Researchers at The University of Queensland Diamantina Institute are developing a new technology derived from turmeric that could provide hope for patients with type 2 diabetes.
In Australia, type 2 diabetes affects about 3.5% of the population and usually occurs in adults over the age of 45. It is primarily caused by lifestyle factors and is associated with obesity, hypertension and elevated cholesterol.
Insulin is a hormone produced by the pancreas which moves sugar from the food we eat into the body's cells. Patients with type 2 diabetes either cannot produce enough insulin or have a condition called ‘insulin resistance’, where the insulin they do produce is not used properly.
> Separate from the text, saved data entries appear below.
PR #9802, opened 2026-03-17
remove the remaining instances of std::string

pixelflinger:
libfilament (including libutils and libmath) are 100% std::string free.

std::string is pulled in the .so (on android) through libc++ for  exception handling, even if we're not using them. There is not much we can do here, but at least, it's not because of us!

utils::ostream still references it but only as an inline function, so if the inline is not called, std::string won't be pulled in.

It's also referenced from Path.cpp, but that's not included in libfilament.

### DIFF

It is now known that insulin resistance arises due to misguided inflammation signals from the immune system. The immune cells that reside both in adipose (‘fat’) tissue and in the liver appear to be the major culprits: they release pro-inflammatory compounds that disrupt the way the body handles insulin.
Dr Brendan O’Sullivan, a Senior Research Officer at UQDI, and his team wanted to know precisely which immune cells in these tissues cause insulin resistance and whether this could be off-set by treating them with curcumin, the yellow ingredient derived from the spice turmeric.
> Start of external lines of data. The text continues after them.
PR #9807, opened 2026-03-17
Silently disable MSAA for FL0.

PatRibas:
This avoids a bug where the frame graph would insert a post-process pass and skip sRGB emulation.


PatRibas:
> I can't see where `mFeatureLevel` is initialized with the real value.

Whoops... Done.

z3moon:
LGTM. it'd be nice to add a comment clarifying why MSAA is disabled for FL0 to be helpful for future reference.

PatRibas:
> LGTM. it'd be nice to add a comment clarifying why MSAA is disabled for FL0 to be helpful for future reference.

Done.

PR #9808, opened 2026-03-18
vk: make fbo eviction time configurable

### LINKED ISSUE #9786: VK: massive vram usage from MSAA + SSR
**Describe the bug**
My Filament app can easily run out of VRAM on my NVIDIA 5070ti card with 16 GB of ram, even with an extremely simple scene, with certain view settings.

**To Reproduce**
1. Enable MSAA 4x
2. Enable SSR with default settings
3. Make the window fullscreen on a 4k monitor
4. Load a simple scene

Look at VRAM usage. It easily goes up to 10-14 GB for me with only these options enabled.

I am testing against the current Filament main HEAD.

**Expected behavior**
I would expect a few hundred MB of VRAM used for these options with such a large window, not 10+ GB. On the Metal backend, with the exact same application code, the RAM usage only goes up by ~400 MB when I enable MSAA 4x and SSR together, which seems more reasonable.

It seems like there's some kind of multiplicative thing going on?

**Screenshots**
In the following diagram, I annotated the VRAM usage on my machine:

1. Enable SSR alone
2. Enable MSAA 4x alone
3. Enable SSR + MSAA 4x together

Image

I don't think it's a leak, because when I later disable MSAA or SSR, the memory usage goes down again to normal levels. Also it is stable at the (extremely high) level, it doesn't keep growing or anything.

**Logs**
```
FEngine (64 bits) created at 0000021F892317E0 (threading is enabled)
Vulkan device driver: NVIDIA 591.74
Selected physical device 'NVIDIA GeForce RTX 5070 Ti' from 2 physical devices. (vendor 0x10de, device 0x2c05, driver 0x93d28000, api 1.4)
Backend feature level: 3
FEngine feature level: 1
vkCreateSwapchain: 3340x1885, 44, 0, swapchain-size=3, identity-transform=true, depth=126, protected=false
```

 - OS: Windows 11
 - GPU: NVIDIA RTX 5070 ti
 - Backend: Vulkan

poweifeng:
The previous eviction time is too large (40), then causes memory to bloat over time. We set the default to 3 (as in triple buffering), but make it a configurable option via VulkanPlatform.

Fixes #9786


rafadevai:
Do you know why are so many FB being created? and any reason why they arent being reused? My assumption from 1000mts is that there should just be a couple of them

poweifeng:
> Do you know why are so many FB being created? and any reason why they arent being reused? My assumption from 1000mts is that there should just be a couple of them

I can't say for the case out in the wild, but with respect to gltf_viewer on Android running with a Pixel 4.  The problem is with dynamic resolution and debug mode.  The combination of the debug and dynres caused ping-ponging of the frame sizes (full res -> half res -> full -> etc). This creates and destroys the intermediate render buffers, and so we get new image views for the rendertargets frequently. And because this cache is keyed on VkImageViews, we fill up the cache quickly.

Filling up the cache is not too bad because VkFrameBuffer doesn't consume that much resource, but because we also keep references of the rendertarget (and thereby the backing textures) with each VulkanFrameBuffer, those won't get released while the buffer is in the cache. So we end up keeping an excessive amount of gpu memory.

rafadevai:
Ideally would be great that if the rendertarget are destroyed this would remove them from the cache as is impossible to retrieve them again.

rafadevai (approved):

filament/backend/src/vulkan/VulkanFboCache.cpp
```diff
@@ -376,31 +378,36 @@ void VulkanFboCache::gc() noexcept {
     FVK_SYSTRACE_START("fbocache::gc");
 
     // If this is one of the first few frames, return early to avoid wrapping unsigned integers.
```
z3moon: this comment looks like a leftover.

“Curcumin, which is the yellow compound that you see in curries, has been used as a herbal remedy for diabetes for centuries,” explains Dr O’Sullivan. We now know that curcumin acts as a specific blocker of the inflammatory signals that arise in diabetes.
While curcumin can be consumed at high levels, the amount of bioactive curcumin within the blood is very low and is delivered to the entire body, rather than as a concentrated dose where it’s really needed.
“By encapsulating curcumin in microscopic lipid droplets, they can be delivered to the liver and adipose tissue to prevent the production of diabetes-inducing inflammatory compounds,” he said.
These droplets, called ‘curcusomes’, were found to improve diabetes in mice by lowering levels of inflammatory compounds and subsequently reducing insulin resistance.
Moreover, the researchers were also able to precisely determine which immune cells triggered insulin resistance in the first place: a cell type called Tip-DCs in the liver and adipose tissue macrophages (ATMs) in fat tissue. This vital information expands our knowledge about how diabetes arises.
O’Sullivan’s team is now optimising the curcusome technology into a drug to prevent liver inflammation in obesity, a common precursor to diabetes.
If successful, the treatment could be combined with existing anti-diabetic drugs to reduce complications associated with diabetes in patients. Curcusomes may also prove effective in the treatment of other conditions such as cardiovascular disease, rheumatoid arthritis, and certain forms of liver disease.
Dr O'Sullivan received a Smart State Fellowship from the State Government and funding from Arthritis QLD to explore potential diabetes treatments.
Results from this study were recently published in Diabetes Journal.